**Data for review**

PR #35623, opened 2023-02-22
buildcache create: reproducible tarballs

haampie:
Currently `spack buildcache create` creates compressed tarballs that
differ between each invocation (even when nothing is modified in the
prefix), thanks to:

1. The gzip header containing mtime set to time.time()
2. tar.add() copying stat info (uid/gid/uname/gname/mtime). 

To avoid this, construct GZipFile explicitly (since the Python API doesn't
expose the mtime arg) and update the tarinfo entries.

Notice that for distribution (spack buildcache create), there is no point
in recording the the user and group ids and names, since they don't
exist on other systems. In fact, that data is only ever used when python
is run with privileges, since only then it can try and restore the
ownership. I think it's a really bad idea to have this in Spack, in fact it
may cause problems when extracting a binary tarball in a docker
container where the user is root, and Python fails to change user ids
because the users don't exist there. (We've seen this in the past for
source tarballs actually, so we changed to --no-same-owner or smth). 

To fix the ownership issue: set uid/gid to 0, meaning that if run under
elevated privileges, the user is "changed" to root, i.e. not changed at
all.

Lastly, in binary distribution, we should only ever add dirs, files, symlinks
and hardlinks to the tarball, not character/block devices and fifos, so
this change explicitly drops those types of entries.

For file modes, normalize like `git`: `0o644` for files/links that are not
executable by user, and `0o755` otherwise (including dirs, symlinks).
This also prevents surprises when extracting a tarball with `tar xf`,
since users wouldn't have to worry (as much) about newly created
files being world-writable and executable.

A test is added that checks for bitwise reproducibility of a compressed
tarball, even when the timestamps on disk are altered. Also a test is
added to check file mode normalization.

### DIFF
--- a/lib/spack/spack/binary_distribution.py
+++ b/lib/spack/spack/binary_distribution.py
@@ -21,6 +21,7 @@ import urllib.parse
 import urllib.request
 import warnings
 from contextlib import closing
+from gzip import GzipFile
 from urllib.error import HTTPError, URLError
 
 import ruamel.yaml as yaml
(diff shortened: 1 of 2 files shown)


lib/spack/spack/binary_distribution.py
```diff
@@ -1139,6 +1139,66 @@ def generate_key_index(key_prefix, tmpdir=None):
...
+def gzip_compressed_tarfile(path):
+    """Create a reproducible, compressed tarfile"""
+    # Create gzip compressed tarball of the install prefix
+    # 1) Use explicit empty filename and mtime 0 for gzip header reproducibility
+    # 2) On AMD Ryzen 3700X and an SSD disk, we have the following on compression speed:
+    # compresslevel=6 gzip default: llvm takes 4mins, roughly 2.1GB
+    # compresslevel=9 python default: llvm takes 12mins, roughly 2.1GB
+    # So we follow gzip.
+    with open(path, "wb") as fileobj, closing(
+        GzipFile(filename="", mode="wb", compresslevel=6, mtime=0, fileobj=fileobj)
```
alalazo, line 1154: Why do we set `filename` here? Wouldn't it be sufficient to:
```suggestion
        GzipFile(fileobj=fileobj, mode="wb", compresslevel=6, mtime=0)
```
?

alalazo (dismissed):

lib/spack/spack/binary_distribution.py
alalazo: Update: discussed in DMs. This is needed to avoid using `fileobj.name`

https://github.com/python/cpython/commit/68de37973f9b2bd01ba91b10e01fb207396b145f

alalazo: @haampie This LGTM. I'll merge as soon as we add a comment on this gotcha, to avoid forgetting why it was necessary in the future.

alalazo (approved):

**What you should do**
What lines hold the string "there"? Pick them out of the data.

**Output of the exercise**
Notice that for distribution (spack buildcache create), there is no point
because the users don't exist there. (We've seen this in the past for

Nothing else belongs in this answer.